### Prompt
Say how many lines of the records include the string "generateDeps". Nothing else belongs in the answer.

------------------------------

PR #15954, opened 2021-06-15
testlib: force use of prepared images

allisonkarlitskaya:
For images not explicitly specified by a provision, assume that we want
the image to have been created by test/image-prepare.

Throw an early exception with a useful message, for ourselves, if it
doesn't exist.

Note that passing a pathname as the image name is explicitly supported,
and the basename (without extension) will be used for setting the
Machine.image variable.

### DIFF
--- a/test/common/testlib.py
+++ b/test/common/testlib.py
@@ -853,15 +853,17 @@ class MachineCase(unittest.TestCase):
 
     def new_machine(self, image=None, forward={}, restrict=True, cleanup=True, **kwargs):
         machine_class = self.machine_class
-        if image is None:
-            image = self.image
         if opts.address:
             if machine_class or forward:
                 raise unittest.SkipTest("Cannot run this test when specific machine address is specified")
-            machine = testvm.Machine(address=opts.address, image=image, verbose=opts.trace, browser=opts.browser)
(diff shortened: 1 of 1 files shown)


martinpitt (approved):
Nice guidance, thanks!

martinpitt (changes requested):
Oops, no, this check needs to be moved down when it actually instantiates a virt machine. This must work with `--address`/`--browser` (see packit test failure)

test/common/testlib.py
```diff
@@ -854,7 +854,9 @@ def label(self):
     def new_machine(self, image=None, forward={}, restrict=True, cleanup=True, **kwargs):
         machine_class = self.machine_class
         if image is None:
-            image = self.image
+            image = os.path.join(TEST_DIR, "images", self.image)
+            if not os.path.exists(image):
+                raise FileNotFoundError("Can't run tests without a prepared image; use test/image-prepare")
```
martinpitt, line 859: Move this after the "else:" of `if opts.address`, then it should be good.

allisonkarlitskaya: Thanks.  I added back the `image or self.image` logic for the `--machine` case.

martinpitt (approved):
Danke! This looks better.

allisonkarlitskaya:
The rhel packit fails are test fails, not testing framework fails :)

PR #15955, opened 2021-06-15
networking: Add first pixel tests :rocket: 

KKoukiou:
And init test/reference external repository.

### DIFF
--- a/test/run
+++ b/test/run
@@ -6,6 +6,7 @@
 set -eu
 
 tools/make-bots
+test/common/pixel-tests pull
 
 TEST_SCENARIO=${TEST_SCENARIO:-verify}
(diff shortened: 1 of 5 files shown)


test/run
```diff
@@ -6,6 +6,7 @@
 set -eu
 
 tools/make-bots
+test/common/pixel-tests pull
```
martinpitt, line 9: Local developers would need that as well, right? We don't ever use test/run locally, and this is easy to forget. In c-machines we have a Makefile rule for it and depend on it by `check`. For cockpit I think it could either be done by autogen.sh (which already installs bots) or test/image-prepare.

Would also be good to add a pointer to test/README.md.

KKoukiou: Good point!

mvollmer (approved):

PR #15956, opened 2021-06-15
lib: table: parameterize expandId and contentId with the table id

### LINKED ISSUE #15193: network: Duplicate ids
On the Network page, these a11y issues should be fixed:

- [x] Logs have role-related issues, MM - this will be fixed as part of #15191 as it uses the same renderer
- [x] "Receiving" `<td>`s have `role="cell&quot;"`. It's odd that they have a role of "cell", but no matter what, shouldn't have the `&quot;`
- [x] Firewall switch lacks a label. Either it should have a `<label>` (with a for, or wrapping the widget), aria-label, or aria-labelledby. Additionally, it's our custom switch widget (`onoff-ct`) and should be ported to PF4's switch widget.

Firewall section:
- [ ] duplicate IDs — an ID should be unique on a page. Examples: expandable-toggle0, expandable-toggle2, etc. and expanded-content1, expanded-content3, etc. See https://github.com/patternfly/patternfly-react/issues/5690 https://github.com/cockpit-project/cockpit/pull/15956
    - example generated DOM: `<button aria-labelledby="simple-node0 expandable-toggle0" id="expandable-toggle0" aria-expanded="false" aria-disabled="false" aria-label="Details" class="pf-c-button pf-m-plain" type="button" data-ouia-component-type="PF4/Button" data-ouia-safe="true" data-ouia-component-id="OUIA-Generated-Button-plain-1">`
    - example DOM, part 2: `<td class="" colspan="4" data-key="0" id="expanded-content1">`
- [x] Firewall switch lacks a label. Either it should have a `<label>` (with a for, or wrapping the widget), aria-label, or aria-labelledby. Additionally, it's our custom switch widget (`onoff-ct`) and should be ported to PF4's switch widget. (Same as overview.)

KKoukiou:
This fixes the duplicate Ids issues for expandable rows in networking firewall page.

Fixes #15193

### DIFF
--- a/pkg/networkmanager/firewall.jsx
+++ b/pkg/networkmanager/firewall.jsx
@@ -184,6 +184,7 @@ function ZoneSection(props) {
         {props.zone.services.length > 0 &&
         <CardBody className="contains-list">
             <ListingTable columns={[{ title: _("Service"), props: { width: 40 } }, { title: _("TCP"), props: { width: 30 } }, { title: _("UDP"), props: { width: 30 } }]}
+                          id={props.zone.id}
                           aria-label={props.zone.id}
                           variant="compact"
                           emptyCaption={_("There are no active services in this zone")}
--- a/pkg/lib/cockpit-components-table.jsx
+++ b/pkg/lib/cockpit-components-table.jsx
@@ -204,8 +204,11 @@ export class ListingTable extends React.Component {
         if (this.props.rows.length == 0)
             tableProps.className += ' ct-table-empty';
 
-        if (this.props.id)
+        if (this.props.id) {
             tableProps.id = this.props.id;
+            tableProps.expandId = this.props.id + '-expandable-toggle';
+            tableProps.contentId = this.props.id + '-expanded-content';
+        }
 
         if (this.props.variant)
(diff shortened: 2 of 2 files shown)


pkg/networkmanager/firewall.jsx
```diff
@@ -184,6 +184,7 @@ function ZoneSection(props) {
         {props.zone.services.length > 0 &&
         <CardBody className="contains-list">
             <ListingTable columns={[{ title: _("Service"), props: { width: 40 } }, { title: _("TCP"), props: { width: 30 } }, { title: _("UDP"), props: { width: 30 } }]}
+                          id={props.zone.id}
```
martinpitt, line 187: This looks curious at first sight, as `id=` is already a standard HTML attribute. But it does end up as actual `id` of the generated `<table>`, so seems ok.

martinpitt (approved):
Danke! I wonder what went wrong with packit (missing publish-dist sha), I'll retry once.

martinpitt:
packit: "The cached package-lock.json doesn't match our own".  It's not wrong, master advanced to webpack 5 in the meantime. However, ok to ignore here.

Issue #15927, opened 2021-06-10
Create timer modal improvements (SPUR)


marusak:
- [x] `After specific boot` needs validation (try putting there "`-x` seconds")
- [x] `Repeat hourly` should be better explained (MM did not get it takes minutes, maybe specify somewhere that minutes are needed)
- [x] `Repeat hourly` wraps +- buttons to different line when it does not validate [1]
- [x] In `Repeat yearly` height of date picker is taller than of hour picker - they don’t align [2] (not for all, for MM they alight, for KK they don't, check development builds on different browsers) (kk: can't reproduce any more)
- [x] +- button don’t fit onto one line on iphone SE [4] 
- [x] +- button do not align with selectors [3] (#16618)
- [ ] On small screens the ends of date and hour dropdowns are partly hidden behind shell [5] (Reported upstream, I don't see how we can fix it locally https://github.com/patternfly/patternfly-react/issues/6616)

Questions:
- [x] `Repeat monthly` and pick `31` - would that work for months with 30 days? (or is that just out of our scope?) 
- [ ] Icons in +- buttons are not perfectly centered? (we were not exactly sure, lets check it out - if it is an issue move to the list above) (kk: can't see the problem here)

[1]
![Screenshot from 2021-06-10 15-22-5670](https://user-images.githubusercontent.com/12330670/121532570-c2faec80-c9ff-11eb-9aae-86798e71b494.png)

[2] 
![Screen Shot 2021-06-11 at 14 24 27](https://user-images.githubusercontent.com/12330670/121533647-c478e480-ca00-11eb-8714-72228395ae71.png)

[3]
![Screenshot from 2021-06-10 15-29-02](https://user-images.githubusercontent.com/12330670/121533826-f12cfc00-ca00-11eb-898a-d2057f5322d8.png)

[4]
![Screen Shot 2021-06-11 at 15 33 35](https://user-images.githubusercontent.com/12330670/121534165-42d58680-ca01-11eb-9996-91d2bf86a9e7.png)

[5]
![Screen Shot 2021-06-11 at 15 33 44](https://user-images.githubusercontent.com/12330670/121534380-74e6e880-ca01-11eb-85a0-914fc748c6ee.png)

KKoukiou:
Regarding the last point:
> Icons in +- buttons are not perfectly centered? (we were not exactly sure, lets check it out - if it is an issue move to the list above)

[...]

PR #15958, opened 2021-06-16
Some create timer modal improvements (SPUR)

KKoukiou:
Partially addresses https://github.com/cockpit-project/cockpit/issues/15927


garrett:
Dropdowns are center aligned... and I'm not sure why.

Screenshot from 2021-06-16 13-24-30

Hourly timers are still non-obvious. (I guess that's minute offset?)

image

- We're creating a single timer in the UI, so the dialog should be "Create timer", not "Create timers".
- Is there a limit or a recommended length on service names? If so, we should show that in the UI. 
- Are there only ever two options for "Run"? It should probably be renamed "When" as it's after system boot or at a specific time.
- After system boot is a delay, right? It should probably be called "Delay"?

Some sketches:

service-timer-modal(1)

service-timer-modal(2)

service-timer-modal(4)

garrett:
I'm fine if this PR just adjusts the list above, including the simle stuff like alignment and the text strings. UI changes in this case are mainly superfluous and can go in a follow-up or just be ignored, as what we have isn't so bad (except for the lack of communication of what that text entry is for hourly mode and the "Run"/"When" dropdown for just two items).

KKoukiou:
> I'm fine if this PR just adjusts the list above, including the simle stuff like alignment and the text strings. UI changes in this case are mainly superfluous and can go in a follow-up or just be ignored, as what we have isn't so bad (except for the lack of communication of what that text entry is for hourly mode and the "Run"/"When" dropdown for just two items).

I can fix your suggestions in this PR - it's about getting the perfect from this anyway. When we are satisfied I will also add a pixel test to make sure we don't break it.

KKoukiou:
@garrett there are still some unsolved issue from https://github.com/cockpit-project/cockpit/issues/15927#issuecomment-862108330 which are not so trivial.

Can you please review this again anyway? and maybe we can split the enhancements in multiple PRs.

garrett (approved):
I like the changes and I'm happy with splitting off the rest to another PR.

There is a little problem with the layout in super-small sizes (iPhone SE), but everything else is fine.

Screen Shot 2021-06-17 at 16 48 01


One somewhat notable thing: When adding new items, they're below the scroll. We should probably instruct the browser to scroll down to the bottom when adding them. When there's no overflow, it shouldn't do anything. This mainly affects smaller screens like mobile.

But, overall, happy to see a lot of this custom code go away, and the rest can be addressed in follow-up PR(s).

garrett (changes requested):
Oh, I just noticed the radio button labels aren't clickable. This means it's also broken for accessibility.

Screenshot from 2021-06-17 17-01-01

The label exists, but it doesn't have a for="" attribute pointing to the ID of the `<input>`... and the input also doesn't have a generated unique ID.

pkg/systemd/services/timer-dialog.jsx
```diff
@@ -159,153 +164,189 @@ const CreateTimerDialogBody = ({ setIsOpen }) => {
...
+                        <Radio value="system-boot"
+                               name="boot-or-specific-time"
+                               onChange={() => setDelay("system-boot")}
+                               isChecked={delay == "system-boot"}
+                               label={_("After system boot")} />
+                        <Radio value="specific-time"
+                               name="boot-or-specific-time"
+                               onChange={() => setDelay("specific-time")}
+                               isChecked={delay == "specific-time"}
+                               label={_("At specific time")} />
```
garrett, line 178: I guess leaving out an ID doesn't make the radios get hooked up properly in PatternFly, so each needs its own unique ID.

This really should be a compile time error for PF, or PF should wrap the label around the radio. Either-or, but right now, neither happens, so we need to manually ensure there's an ID.

garrett (dismissed):
1. Dropdowns look fine (that was my fault, and on my machine only)
   Screenshot from 2021-06-21 16-09-06
2. Labels are now fixed for a11y and are clickable!

LGTM! :+1:

garrett (approved):

PR #15959, opened 2021-06-16
    test/run: add a "/devel" scenario

allisonkarlitskaya:
Remove the logic of setting `NODE_ENV=development` for default
    `TEST_OS`, and set it according to the addition of a new test scenario
    called `/devel`.
    
    Add also the option for `/firefox-devel` to be able to test a devel
    build against Firefox.

### DIFF
--- a/test/run
+++ b/test/run
@@ -11,11 +11,8 @@ TEST_SCENARIO=${TEST_SCENARIO:-verify}
 TEST_OS_DEFAULT=$(PYTHONPATH=bots python3 -c 'from machine.machine_core.constants import TEST_OS_DEFAULT; print(TEST_OS_DEFAULT)')
 
 case $TEST_SCENARIO in
-    verify|firefox)
-        # do a development build on the latest Fedora image so that we can spot React and other dev-only warnings
-        if [ "$TEST_OS" = "$TEST_OS_DEFAULT" ]; then
-            export NODE_ENV=development
-        fi
+    verify|devel|firefox|firefox-devel)
+        [ "${TEST_SCENARIO}" = "${TEST_SCENARIO%%devel}" ] || export NODE_ENV=development
         [ "${TEST_SCENARIO}" = "${TEST_SCENARIO##firefox}" ] || export TEST_BROWSER=firefox
         test/image-prepare --verbose $TEST_OS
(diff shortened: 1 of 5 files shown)


martinpitt:
I manually triggered the fedora-34/devel context here with https://github.com/cockpit-project/bots/pull/2120, to validate this.

martinpitt:
packit fails with "The cached package-lock.json doesn't match our own", presumably this branch is out of date? But let's wait for the integration test runs, they are a bit non-trivial to start.

test/run
```diff
@@ -11,11 +11,8 @@ TEST_SCENARIO=${TEST_SCENARIO:-verify}
...
 
 case $TEST_SCENARIO in
-    verify|firefox)
-        # do a development build on the latest Fedora image so that we can spot React and other dev-only warnings
-        if [ "$TEST_OS" = "$TEST_OS_DEFAULT" ]; then
-            export NODE_ENV=development
-        fi
+    verify|devel|firefox|devel+firefox)
+        [ "${TEST_SCENARIO}" = "${TEST_SCENARIO##devel}" ] || export NODE_ENV=development
         [ "${TEST_SCENARIO}" = "${TEST_SCENARIO%%firefox}" ] || export TEST_BROWSER=firefox
```
martinpitt: FTR, you can be a bit more liberal here, and use `${TEST_SCENARIO##*devel}` to support any ordering, or extend this to a third scenario in the future. But not important right now.

martinpitt (dismissed):
Thanks! LGTM, if it works.

allisonkarlitskaya:
There's a bunch of places around the tests that hardcode the assumption that the default OS is a devel build.  I need to clean those up still.

martinpitt:
FTR, let's avoid `+` as part of context names. `+` is the URL encoding of a space, and our sink logic isn't clever enough to quote this appropriately. "firefox-devel" or "devel-firefox" seems quite fine.

allisonkarlitskaya:
`AttributeError: 'VirtMachine' object has no attribute 'disable_preload'`

uh, oops

KKoukiou (approved):

allisonkarlitskaya:
packit is unhappy, but all of the new scenarios are working correctly.

PR #15967, opened 2021-06-17
webpack-make refactors

allisonkarlitskaya:
Here's a few commits to tidy up `webpack-make` and teach it a more modern dialect of JS.

These are pretty much exclusively focused around the `Makefile.deps` generation code.

This PR doesn't change the result.  It's pure cleanup, with no side-effects:

```
⬢[lis@f34 cockpit]$ diff -ur master/dist webpack-make-refactors/dist
⬢[lis@f34 cockpit]$ 
```

### DIFF
--- a/tools/webpack-make
+++ b/tools/webpack-make
@@ -76,9 +76,17 @@ function generateDeps(makefile, stats) {
     var pkgdir = path.dirname(makefile);
     var stampfile = pkgdir + '/manifest.json';
 
-    stats.compilation.fileDependencies.forEach(function(file) {
-        maybePushInput(inputs, file);
-    });
+    for (const file of stats.compilation.fileDependencies) {
+        // node modules  are handled by the dependency on package-lock.json
+        if (file.includes('/node_modules/'))
+            continue;
+
+        // Webpack 5 includes directories: https://github.com/webpack/webpack/issues/11971
+        if (fs.lstatSync(file).isDirectory())
+            continue;
+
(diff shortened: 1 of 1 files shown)


tools/webpack-make
```diff
@@ -100,38 +100,35 @@ function generateDeps(makefile, stats) {
...
         if (!output.endsWith("/manifest.json") && !output.endsWith(".map"))
             outputs[output] = output;
 
-	if (output.indexOf("/test-") !== -1 && output.endsWith(".html")) {
-            tests[output] = output;
+        if (output.includes("/test-")) {
+            if (output.endsWith(".html")) {
+                tests[output] = output;
+            }
             continue;
```
martinpitt: This is a logic change. Now it continues for any test-* file which does not end with .html. I did not think about whether the old or new version is correct.

martinpitt (approved):
Danke, this looks nice! Please diff the built rpms to make sure that we don't include new files like test-foo.js, due to the changed filtering logic (see below).

tools/webpack-make
allisonkarlitskaya: It `continue;`s for all `test-*` files.  That's intended: everything below that point is about dealing with install paths.

This really is a straight refactor: there are no changes to the output here.

allisonkarlitskaya: (I was so careful about testing it, because changing this logic has burned us in the past).

PR #15969, opened 2021-06-17
build: handle .gz file output explicitly

allisonkarlitskaya:
Using make to implicitly generate .gz output at `make install` time has
    two major problems:
    
     1) in srcdir!=builddir builds, these are the only files that land in
        the builddir/dist/ directory, since all of the webpack outputs come
        already shipped with the tarball
    
     2) since `make install` is often run as root, these files end up
        in your build tree, owned by root
    
    At the same time, we don't want to integrate that into the webpack
    process, because it would slow things down during development.
    
    Move the .gz outputs to a separate variable in webpack-make, and deal
    with them in a more explicit fashion from the Makefile, from an install
    hook.

 - [x] #15967

### DIFF
--- a/Makefile.am
+++ b/Makefile.am
@@ -36,31 +36,18 @@ clean-local::
 	find $(srcdir) -name '*.pyc' -delete
 
 SUFFIXES = \
-	.css .css.gz \
-	.html .html.gz \
-	.js .js.gz \
 	.jsx \
-	.map .map.gz \
 	.mo .po \
 	.service .service.in \
 	.socket .socket.in \
-	.svg .svg.gz \
 	.1 .8 .5 \
 	$(NULL)
-
-V_GZIP = $(V_GZIP_$(V))
-V_GZIP_ = $(V_GZIP_$(AM_DEFAULT_VERBOSITY))
-V_GZIP_0 = @echo "  GZIP    " $@;
 
 MV = mv -f
 
 CAT_RULE = \
         $(AM_V_GEN) $(MKDIR_P) $(dir $@) && \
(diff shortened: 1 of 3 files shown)


Makefile.am
```diff
@@ -64,24 +64,16 @@ GZ_RULE = \
...
-	-e 's,[@]sysconfdir[@],$(sysconfdir),g' \
-	-e 's,[@]libdir[@],$(libdir),g' \
-	-e 's,[@]includedir[@],$(includedir),g' \
-	-e 's,[@]bindir[@],$(bindir),g' \
-	-e 's,[@]sbindir[@],$(sbindir),g' \
-	-e 's,[@]prefix[@],$(prefix),g' \
-	-e 's,[@]exec_prefix[@],$(exec_prefix),g' \
 	-e 's,[@]prefix[@],$(prefix),g' \
-	-e 's,[@]PACKAGE[@],$(PACKAGE),g' \
-	-e 's,[@]VERSION[@],$(VERSION),g' \
```
martinpitt, line 90: doc/guide/version.in uses `@VERSION`, and it IMHO makes sense there. Please keep this. I checked the others, and they are indeed unused.

martinpitt (changes requested):
Thanks, nice cleanup! Just one gotcha.

Makefile.am
allisonkarlitskaya: `doc/guide/version.in` is substituted from `configure.ac`, not the `$(SUBST_RULE)`.

martinpitt (approved):

PR #15971, opened 2021-06-18
webpack-watch: rework path handling a bit

allisonkarlitskaya:
webpack-watch currently hands the following option to webpack-make:

  -d "$mydir/../dist/$1/Makefile.deps"

which results in "tools/../dist/" appearing in several places in the
generated Makefile.deps, eg:

  static: tools/../dist/static/manifest.json

Use the usual $(realpath -m) tricks to change our working directory to
the top_srcdir and call webpack from there with a fixed relative path,
the same way as pkg/build does.

### DIFF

------------------------------

### Task solution
2